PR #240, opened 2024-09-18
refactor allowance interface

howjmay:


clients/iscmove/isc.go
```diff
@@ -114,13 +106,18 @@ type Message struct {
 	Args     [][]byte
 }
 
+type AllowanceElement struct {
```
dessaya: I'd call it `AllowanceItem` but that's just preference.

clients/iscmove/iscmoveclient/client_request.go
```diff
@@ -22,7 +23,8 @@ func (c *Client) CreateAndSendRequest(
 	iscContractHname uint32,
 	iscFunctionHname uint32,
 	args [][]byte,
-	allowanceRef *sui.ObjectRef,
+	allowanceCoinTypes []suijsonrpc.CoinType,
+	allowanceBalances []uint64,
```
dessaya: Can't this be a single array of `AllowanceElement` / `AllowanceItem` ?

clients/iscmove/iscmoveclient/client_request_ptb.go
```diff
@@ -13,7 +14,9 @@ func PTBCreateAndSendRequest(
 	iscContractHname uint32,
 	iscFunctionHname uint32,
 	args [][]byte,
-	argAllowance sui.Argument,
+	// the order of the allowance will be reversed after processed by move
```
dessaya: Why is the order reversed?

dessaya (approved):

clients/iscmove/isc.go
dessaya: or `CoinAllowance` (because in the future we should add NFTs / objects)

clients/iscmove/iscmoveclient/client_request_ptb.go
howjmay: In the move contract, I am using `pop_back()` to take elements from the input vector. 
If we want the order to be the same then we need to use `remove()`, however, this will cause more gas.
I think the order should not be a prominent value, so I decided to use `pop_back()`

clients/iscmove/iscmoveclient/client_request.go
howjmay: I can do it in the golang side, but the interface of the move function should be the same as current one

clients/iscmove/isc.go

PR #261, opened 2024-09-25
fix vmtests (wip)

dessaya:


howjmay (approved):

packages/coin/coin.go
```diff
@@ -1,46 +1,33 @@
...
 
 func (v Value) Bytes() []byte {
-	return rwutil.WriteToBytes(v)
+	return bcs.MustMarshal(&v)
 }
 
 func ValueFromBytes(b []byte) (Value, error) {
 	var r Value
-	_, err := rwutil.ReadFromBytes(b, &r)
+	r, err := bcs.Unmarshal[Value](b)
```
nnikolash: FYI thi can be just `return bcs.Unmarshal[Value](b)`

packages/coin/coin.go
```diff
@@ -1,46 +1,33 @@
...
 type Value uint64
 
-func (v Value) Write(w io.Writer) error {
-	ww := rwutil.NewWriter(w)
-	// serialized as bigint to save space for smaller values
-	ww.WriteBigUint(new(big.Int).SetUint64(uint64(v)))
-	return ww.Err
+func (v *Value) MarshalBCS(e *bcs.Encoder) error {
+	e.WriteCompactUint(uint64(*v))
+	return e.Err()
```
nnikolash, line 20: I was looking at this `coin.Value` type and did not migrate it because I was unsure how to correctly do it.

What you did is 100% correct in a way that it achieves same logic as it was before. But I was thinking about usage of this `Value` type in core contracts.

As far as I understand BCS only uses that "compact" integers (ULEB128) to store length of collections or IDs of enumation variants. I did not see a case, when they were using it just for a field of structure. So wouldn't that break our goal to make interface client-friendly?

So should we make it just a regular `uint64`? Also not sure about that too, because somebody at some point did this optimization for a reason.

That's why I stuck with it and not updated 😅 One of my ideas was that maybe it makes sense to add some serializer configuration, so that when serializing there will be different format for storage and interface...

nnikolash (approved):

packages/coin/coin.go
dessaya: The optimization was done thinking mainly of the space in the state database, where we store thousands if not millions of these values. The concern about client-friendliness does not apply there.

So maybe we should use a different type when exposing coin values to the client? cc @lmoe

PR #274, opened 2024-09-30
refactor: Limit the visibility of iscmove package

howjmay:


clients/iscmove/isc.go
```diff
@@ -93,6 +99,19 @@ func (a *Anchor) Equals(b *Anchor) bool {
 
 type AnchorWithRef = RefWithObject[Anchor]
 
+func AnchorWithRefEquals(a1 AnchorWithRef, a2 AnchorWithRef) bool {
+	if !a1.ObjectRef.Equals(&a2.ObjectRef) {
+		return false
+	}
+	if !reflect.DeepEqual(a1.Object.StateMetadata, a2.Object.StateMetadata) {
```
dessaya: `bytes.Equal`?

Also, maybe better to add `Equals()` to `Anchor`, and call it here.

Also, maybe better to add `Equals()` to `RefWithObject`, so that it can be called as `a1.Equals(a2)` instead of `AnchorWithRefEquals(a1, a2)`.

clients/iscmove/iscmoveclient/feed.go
----
• Work order:
Down to the last line, give the records again exactly.

• Solution for this task:
PR #240, opened 2024-09-18
refactor allowance interface

howjmay:


clients/iscmove/isc.go
```diff
@@ -114,13 +106,18 @@ type Message struct {
 	Args     [][]byte
 }
 
+type AllowanceElement struct {
```
dessaya: I'd call it `AllowanceItem` but that's just preference.

clients/iscmove/iscmoveclient/client_request.go
```diff
@@ -22,7 +23,8 @@ func (c *Client) CreateAndSendRequest(
 	iscContractHname uint32,
 	iscFunctionHname uint32,
 	args [][]byte,
-	allowanceRef *sui.ObjectRef,
+	allowanceCoinTypes []suijsonrpc.CoinType,
+	allowanceBalances []uint64,
```
dessaya: Can't this be a single array of `AllowanceElement` / `AllowanceItem` ?

clients/iscmove/iscmoveclient/client_request_ptb.go
```diff
@@ -13,7 +14,9 @@ func PTBCreateAndSendRequest(
 	iscContractHname uint32,
 	iscFunctionHname uint32,
 	args [][]byte,
-	argAllowance sui.Argument,
+	// the order of the allowance will be reversed after processed by move
```
dessaya: Why is the order reversed?

dessaya (approved):

clients/iscmove/isc.go
dessaya: or `CoinAllowance` (because in the future we should add NFTs / objects)

clients/iscmove/iscmoveclient/client_request_ptb.go
howjmay: In the move contract, I am using `pop_back()` to take elements from the input vector. 
If we want the order to be the same then we need to use `remove()`, however, this will cause more gas.
I think the order should not be a prominent value, so I decided to use `pop_back()`

clients/iscmove/iscmoveclient/client_request.go
howjmay: I can do it in the golang side, but the interface of the move function should be the same as current one

clients/iscmove/isc.go

PR #261, opened 2024-09-25
fix vmtests (wip)

dessaya:


howjmay (approved):

packages/coin/coin.go
```diff
@@ -1,46 +1,33 @@
...
 
 func (v Value) Bytes() []byte {
-	return rwutil.WriteToBytes(v)
+	return bcs.MustMarshal(&v)
 }
 
 func ValueFromBytes(b []byte) (Value, error) {
 	var r Value
-	_, err := rwutil.ReadFromBytes(b, &r)
+	r, err := bcs.Unmarshal[Value](b)
```
nnikolash: FYI thi can be just `return bcs.Unmarshal[Value](b)`

packages/coin/coin.go
```diff
@@ -1,46 +1,33 @@
...
 type Value uint64
 
-func (v Value) Write(w io.Writer) error {
-	ww := rwutil.NewWriter(w)
-	// serialized as bigint to save space for smaller values
-	ww.WriteBigUint(new(big.Int).SetUint64(uint64(v)))
-	return ww.Err
+func (v *Value) MarshalBCS(e *bcs.Encoder) error {
+	e.WriteCompactUint(uint64(*v))
+	return e.Err()
```
nnikolash, line 20: I was looking at this `coin.Value` type and did not migrate it because I was unsure how to correctly do it.

What you did is 100% correct in a way that it achieves same logic as it was before. But I was thinking about usage of this `Value` type in core contracts.

As far as I understand BCS only uses that "compact" integers (ULEB128) to store length of collections or IDs of enumation variants. I did not see a case, when they were using it just for a field of structure. So wouldn't that break our goal to make interface client-friendly?

So should we make it just a regular `uint64`? Also not sure about that too, because somebody at some point did this optimization for a reason.

That's why I stuck with it and not updated 😅 One of my ideas was that maybe it makes sense to add some serializer configuration, so that when serializing there will be different format for storage and interface...

nnikolash (approved):

packages/coin/coin.go
dessaya: The optimization was done thinking mainly of the space in the state database, where we store thousands if not millions of these values. The concern about client-friendliness does not apply there.

So maybe we should use a different type when exposing coin values to the client? cc @lmoe

PR #274, opened 2024-09-30
refactor: Limit the visibility of iscmove package

howjmay:


clients/iscmove/isc.go
```diff
@@ -93,6 +99,19 @@ func (a *Anchor) Equals(b *Anchor) bool {
 
 type AnchorWithRef = RefWithObject[Anchor]
 
+func AnchorWithRefEquals(a1 AnchorWithRef, a2 AnchorWithRef) bool {
+	if !a1.ObjectRef.Equals(&a2.ObjectRef) {
+		return false
+	}
+	if !reflect.DeepEqual(a1.Object.StateMetadata, a2.Object.StateMetadata) {
```
dessaya: `bytes.Equal`?

Also, maybe better to add `Equals()` to `Anchor`, and call it here.

Also, maybe better to add `Equals()` to `RefWithObject`, so that it can be called as `a1.Equals(a2)` instead of `AnchorWithRefEquals(a1, a2)`.

clients/iscmove/iscmoveclient/feed.go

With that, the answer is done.